0800 570 0800![]() |
| Foto: |
O lucro é de toda a sociedade.
O comércio convencional como praticamos hoje, tradicionalmente, possui a mesma relação desde a antiguidade: há um produtor, um vendedor e, na ponta do processo, um comprador. Essa relação acompanhou toda a evolução da sociedade.
As perguntas são: essa relação também evoluiu? É benéfica para todas as partes? Contribui significamente para uma sociedade mais harmoniosa e equilibrada? Tem preocupações com a sustentabilidade ambiental e do próprio comércio? Para suprir esses questionamentos, surge um novo conceito de relação comercial: o Comércio Justo e Solidário.

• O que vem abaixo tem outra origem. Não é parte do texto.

PR #208, opened 2020-02-17
Change default group description

PanSpagetka:
Hello, as a part of https://projects.engineering.redhat.com/browse/RHCLOUD-4258 at https://marvelapp.com/48ia9ib/screen/64603663 screen is requested to change description of default group. Since it is just a string change I have tried to make a PR. Please tell me if it needs to be changed at multiple places or any other necessary changes ;)

Here is PR with discussion about string change: https://github.com/RedHatInsights/insights-rbac-ui/pull/145

### DIFF
--- a/rbac/management/group/definer.py
+++ b/rbac/management/group/definer.py
@@ -31,7 +31,10 @@ def seed_group(tenant):
     """For a tenant create or update default group."""
     with tenant_context(tenant):
         name = 'Default user access'
-        group_description = 'Default group that contains default permissions for new users.'
+        group_description = (
+            'This group contains the roles that all users inherit by default. '
+            'Adding or removing roles in this group will affect permissions for all users in your organization.'
+        )
 
         group, group_created = Group.objects.get_or_create(
             platform_default=True,


rbac/management/group/definer.py
```diff
@@ -31,7 +31,8 @@ def seed_group(tenant):
     """For a tenant create or update default group."""
     with tenant_context(tenant):
         name = 'Default user access'
-        group_description = 'Default group that contains default permissions for new users.'
+        group_description = 'These are the roles all users inherit by default.\
```
astrozzc: Thanks for refining the description, now it looks much better! 
How about change "These are the roles all ..." to "This group defines the roles all ..." ?

mmenestr:
Talked with Nicole, and we ended up with this 

> "This group contains the roles that all users inherit by default." instead of "These are all the roles all....".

Por definição, Comércio Justo é uma “parceria comercial, baseada em diálogo, transparência e respeito, que busca maior eqüidade no comércio internacional. Ele contribui para o desenvolvimento sustentável, por meio de melhores condições de troca e garantia dos direitos para produtores e trabalhadores marginalizados”. (IFAT – international Federation of Alternative Trade)
Trata-se de uma estratégia mundial para diminuição da pobreza e de fortalecimento do desenvolvimento sustentado, à medida que propicia uma visão estratégica de inclusão social e econômica, especialmente em localidades de menor densidade econômica e com baixo índice de desenvolvimento humano (IDH).
Os objetivos desse novo comércio.
O principal objetivo do Comércio Justo e Solidário é garantir vida digna e perspectiva de futuro a empreendedores, por meio do comércio de seus produtos e serviços em condições justas e não de ajuda humanitária assistencialista. Para isso, estabelece o contato direto entre comprador e produtor.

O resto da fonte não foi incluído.